I have been searching for a while now but couldn’t find anything about this exact pair of functions with the little $ \mathcal{o}$ notation.

Given the functions $ f(n) = 2^{n}$ and $ g(n) = n!$ I am supposed to prove, or disprove, the following statement: $ f(n) \in \mathcal{o}(g(n))$ .

I am fairly sure that it’s true but now I need an idea of how to show this. We have just started out with this whole concept and this is the second exercise, the first one being a relatively easy big $ \mathcal{O}$ task. But this exercise is just beyond me right now. The only definition I am allowed to use (meaning: NO LIMITS) is $ \mathcal{o}(g(n)) = \{f(n)|\forall C > 0 \exists n_{0} \forall n\geq n_{0}:f(n) < C * g(n)\}$ . This means other than with big $ \mathcal{O}$ , where it suffices to show that there’s at least one pair $ C$ and a $ n_{0}$ so that $ f(n) \leq C * g(n)$ $ \forall n \geq n_{0}$ , I now have to prove that for **every** $ C > 0$ , there is such a $ n_{0}$ so that the condition stated in the set is true.

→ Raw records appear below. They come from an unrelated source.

PR #1117, opened 2019-04-02
module-signing: Prefer the build-tree sign-file

jandryuk:
My first build after the 4.19 uprev, I saw do_sign_modules fail for the
linux-openxt recipe:
/home/build/openxt-master/build/tmp-glibc/work-shared/xenclient-dom0/kernel-build-artifacts/scripts/sign-file: error while loading shared libraries: libcrypto.so.1.0.2: cannot open shared object file: No such file or directory

sign-file's path is
build/tmp-glibc/work-shared/xenclient-dom0/kernel-build-artifacts/scripts/sign-file - note there is no version, so it is from 4.14.  And it's rpath is:
/home/build/openxt-master/build/tmp-glibc/work/xenclient_dom0-oe-linux/v4v-module/gitAUTOINC+3f8a139271-r0/recipe-sysroot-native/usr/lib:/home/build/openxt-master/build/tmp-glibc/work/xenclient_dom0-oe-linux/v4v-module/gitAUTOINC+3f8a139271-r0/recipe-sysroot-native/lib

The v4v-module temp dir has been cleaned, so recipe-sysroot-native no
longer exists.

Order ${B} first so that a kernel build prefers the sign-file in its own
build directory over ${STAGING_KERNEL_BUILDDIR}.  That way, we won't try
to use a stale sign-file that has an rpath into some module's
recipe-sysroot-native.  Modules won't find sign-file in ${B}, so they'll
use ${STAGING_KERNEL_BUILDDIR}.

### DIFF
--- a/classes/module-signing.bbclass
+++ b/classes/module-signing.bbclass
@@ -17,6 +17,9 @@ export KERNEL_MODULE_SIG_KEY
 # build-time keypair will be generated and used for signing and embedding.
 export KERNEL_MODULE_SIG_CERT
 
+# Kernel builds will override this with ${B}/scripts/sign-file
+SIGN_FILE = "${STAGING_KERNEL_BUILDDIR}/scripts/sign-file"
+
 do_sign_modules() {
     if [ -n "${KERNEL_MODULE_SIG_KEY}" ] &&
        grep -q '^CONFIG_MODULE_SIG=y' ${STAGING_KERNEL_BUILDDIR}/.config; then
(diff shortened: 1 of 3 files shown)


classes/module-signing.bbclass
```diff
@@ -26,8 +26,8 @@ do_sign_modules() {
         [ -z "$SIG_HASH" ] && bbfatal CONFIG_MODULE_SIG_HASH is not set in .config
 
         # ${B} for kernel, ${STAGING_KERNEL_BUILDDIR} for modules
-        for SIGN_FILE in ${STAGING_KERNEL_BUILDDIR}/scripts/sign-file \
-                         ${B}/scripts/sign-file ; do
+        for SIGN_FILE in ${B}/scripts/sign-file \
+                         ${STAGING_KERNEL_BUILDDIR}/scripts/sign-file ; do
```
eric-ch: While I'm fine with this, shouldn't this be addressed with a variable to use either the native sysroot for out-of-tree modules and `${B}` for the kernel?
A little like `autotools-brokensep`, except this one would be `module-signing-out-of-tree.bbclass` or something?

jandryuk: Yeah, that's probably better.

I could do:
SIGN_FILE = "${STAGING_KERNEL_BUILDDIR}/scripts/sign-file"
in module-signing.bbclass
and then SIGN_FILE = "${B}/scripts/sign-file" in linux-openxt.inc without introducing a new bbclass.

jean-edouard:
Built here: http://openxt-builder.ainfosec.com:8010/builders/openxt64/builds/6483

jandryuk:
Force pushed a new change using a variable as suggested by @eric-ch

eric-ch:

eric-ch:
Will merge soon.

eric-ch:
@jandryuk Can you PR against stable-9 as well please?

I first have been thinking about the functions, and I would have an answer for $ \mathcal{O}$ , because you can prove with induction that $ 2^{n} < n!, \forall n\geq 4$ . Meaning my C would be 1 here. However, I have no idea how to prove it for every C and would be grateful for any guidance! (It would already help to know how to start. Probably like, let $ C$ be greater 0, and then I have to show that for any Value of this $ C$ , there is… because… My biggest struggle is to find meaningful estimations to get a chain of inequalities.)